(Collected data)
________________________________________

Issue #631, opened 2020-07-08
Board Reports page: Add info tips on facet headers


shrayshray:
Add hover over/tool tips to headers of each section of filters explaining what each facet is.

hancush:
Thanks, @shrayshray! 

@antidipyramid, @xmedr - Let's plan to implement these in the CMS, that way they can be managed by Metro staff directly.

PR #1227, opened 2025-03-24
Wagtail manageable tooltips for facets/topics

xmedr:
## Overview

This branch allows users to manage tooltips that appear next to search facets and topic categories listed in board report detail pages. To do so, the user will simply add/edit a tooltip with the name of the label they're looking to manage. If a label appears in both the search facets and detail categories, the same tooltip will be used for both. Users can also disable each tooltip if they'd like to keep what they've made, but want it to stop displaying. Only one tooltip for each label can exist at a time.

So in order to add a tooltip for Board Report Types, a user would add a Tooltip in the cms with the target "Board Report Type" with whatever content they'd like to insert in the rich text editor, and save. The tooltip will then appear in the search and detail pages, expanding when hovered or clicked.

- Connects #631 

### Demo
In the cms:
image

---

On the search page:
image

---

On the bill detail page:
image

## Testing Instructions
 - Log in and add some tooltips for facets/categories
 - Confirm that the process makes sense
 - Confirm that tooltips show up on the site as expected
 - Confirm that the new test is checking for the right behavior and passes


lametro/templates/legislation.html
```diff
@@ -293,5 +296,10 @@ <h1 class="h3">Legislation not found</h1>
         {% for source in legislation.sources.all %}
             console.log('source: {{source}}');
         {% endfor %}
+
+        var tooltipTriggerList = [].slice.call(document.querySelectorAll('[data-bs-toggle="tooltip"]'))
+        var tooltipList = tooltipTriggerList.map(function (tooltipTriggerEl) {
+            return new bootstrap.Tooltip(tooltipTriggerEl)
+        })
```
xmedr, line 303: Get bootstrap tooltips working on bill detail pages

lametro/templates/search/_search_filter.html
```diff
@@ -8,14 +8,16 @@ <h3 class="accordion-header">
             <button class="accordion-button collapsed" type="button" data-bs-toggle="collapse" data-bs-target="#collapse_{{facet_name}}" aria-expanded="false" aria-controls="collapse_{{facet_name}}">
                 Filter by
                 {% if 'Legislation' in facet_label %}
-                    Report Type
+                    Board Report Type
```
xmedr, line 11: Making this facet read exactly the same as the corresponding topic category on the bill detail page would make it clear to Metro that the same tooltip would apply to both spots.

lametro/wagtail_hooks.py
```diff
@@ -230,10 +231,50 @@ class FiscalYearCalendarViewSet(SnippetViewSet):
     )
 
 
+class TooltipFilterSet(django_filters.FilterSet):
```
xmedr, line 234: Following a pattern similar to what we did with alerts, the tooltips will default to showing only those that are enabled, and the filters can adjust from there.

tests/test_cms_models.py
```diff
@@ -25,3 +27,23 @@ def test_alert_expiration(client, alert, expiration_str, should_display):
...
+    metro_subject.build(name="Kiosks")
+
+    # Add this classification to make sure the bill is discoverable by the model manager
+    test_bill = bill.build(classification=["Board Box"], subject=["Kiosks"])
+    test_content = "A test tooltip for a subject!"
+    Tooltip.objects.create(target="Subject", content=test_content, disabled=disabled)
+
+    url = reverse("lametro:bill_detail", kwargs={"slug": test_bill.slug})
+    response = client.get(url)
+    assert (test_content in response.content.decode("utf-8")) == should_display
```
xmedr, line 49: Ideally I would've loved to have this also test whether the tooltip showed up in the search view, but had a hard time getting the `test_bill` to show up in the search results response.

xmedr (commented):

________________________________________

_Try it_:
Your answer must be a single number: the count of lines above that hold the word "toggle".

_Worked solution_:
2